<<<<

PR #40383, opened 2025-08-29
chore: [fa]add integration status to agent_check payload

san-jos:
### What does this PR do?
Add integration status to agent_check payload

>  Example: 
[
            "jmx",
            "jmx",
            "jmx:sample_jvm",
            "ERROR",
            "Unable to instantiate or initialize instance sample_jvm. Is the target JMX Server or JVM running? Failed to retrieve RMIServer stub: javax.naming.ServiceUnavailableException [Root exception is java.rmi.ConnectException: Connection refused to host: 127.0.0.1; nested exception is: \n\tjava.net.ConnectException: Connection refused]",
			"",
 			["service:sample-jvm","env:dev"]
],

### Motivation
Generate integration metrics with integration tags

Manual QA


comp/collector/collector/collectorimpl/agent_check_metadata.go
```diff
@@ -172,3 +204,77 @@ func (c *collectorImpl) collectMetadata(ctx context.Context) time.Duration {
...
+
+// collectTags is a fast-path extractor assuming `tags` is at the root of the YAML.
+// It decodes only the root-level `tags` field and returns as soon as it's found.
+func collectTags(config string) ([]string, error) {
+	if config == "" {
+		return nil, nil
+	}
+
+	dec := yaml.NewDecoder(strings.NewReader(config))
+	for {
```
coignetp: **🥜 nitpick:** Would it be possible to put the break condition here?‏

coignetp (approved):

vickenty (approved):

comp/collector/collector/collectorimpl/agent_check_metadata.go
pgimalac, line 1: We pretty much can't modify this payload, the format dates back from Agent 5 and should not change

If you want this information in REDAPL then you should check out https://github.com/DataDog/datadog-agent/tree/main/comp/metadata/inventorychecks instead

pgimalac (changes requested):

comp/collector/collector/collectorimpl/agent_check_metadata.go
```diff
@@ -144,14 +146,41 @@ func (c *collectorImpl) GetPayload(ctx context.Context) *Payload {
...
+
+	return cr
+}
+
+// GetPayload builds a payload of all the agentchecks metadata
+func (c *collectorImpl) GetPayload(ctx context.Context) *Payload {
+	hostnameData, _ := c.hostname.Get(ctx)
+
+	meta := hostMetadataUtils.GetMetaFromCache(ctx, c.config, c.hostname)
+	meta.Hostname = hostnameData
```
hush-hush: `GetMetaFromCache` doesn't return a copy but the value from the cache at the moment, we should not update it or make a copy of it somewhere.

Also, the hostname should already be set in the return struct, why override it ?

comp/metadata/inventorychecks/inventorychecksimpl/inventorychecks.go
```diff
@@ -52,11 +52,12 @@ type checksMetadata map[string][]metadata
...
-	Hostname     string                `json:"hostname"`
-	Timestamp    int64                 `json:"timestamp"`
-	Metadata     map[string][]metadata `json:"check_metadata"`
-	LogsMetadata map[string][]metadata `json:"logs_metadata"`
-	UUID         string                `json:"uuid"`
+	Hostname     string                   `json:"hostname"`
+	Timestamp    int64                    `json:"timestamp"`
+	Metadata     map[string][]metadata    `json:"check_metadata"`
+	LogsMetadata map[string][]metadata    `json:"logs_metadata"`
+	CheckResults []map[string]interface{} `json:"check_results"`
```
hush-hush: We should embed the result of each checks within `check_metadata` instead of having 2 different maps about the same thing.

Could you also update the README of the module which we use as documentation ?

hush-hush (changes requested):

comp/collector/collector/collectorimpl/agent_check_metadata.go
san-jos: I did not touch this part but I can check it out.

releasenotes/notes/inventory-checks-status-306a9aebe91b85ff.yaml
```diff
@@ -0,0 +1,11 @@
...
+# CHANGELOG.rst is rendered. So the text needs to be worded so that
+# it does not depend on any information only available in another
+# section. This may mean repeating some details, but each section
+# must be readable independently of the other.
+#
+# Each section note must be formatted as reStructuredText.
+---
+enhancements:
+  - |
+    Agent integration inventory checks payload now include the checks statuses.
```
rtrieu:
```suggestion
    Agent integration inventory checks payload now includes the status of all checks.
```

rtrieu (approved):
Minor suggestion to comply with grammar rules.

hush-hush (approved):

comp/collector/collector/collectorimpl/agent_check_metadata.go
pgimalac, line 1: I think this would only get the tags which are explicitly in the instance config, but I don't think it will contains tags added by autodiscovery on the check (eg. container name, etc)

pgimalac (approved):
LGTM !

comp/collector/collector/collectorimpl/agent_check_metadata.go
pgimalac: (I'm not quite sure where those tags are added by autodiscovery)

>>>>

--- EXERCISE ---
Look through the lines above and collect those with the word "added".

--- SOLVED EXERCISE ---
pgimalac, line 1: I think this would only get the tags which are explicitly in the instance config, but I don't think it will contains tags added by autodiscovery on the check (eg. container name, etc)
pgimalac: (I'm not quite sure where those tags are added by autodiscovery)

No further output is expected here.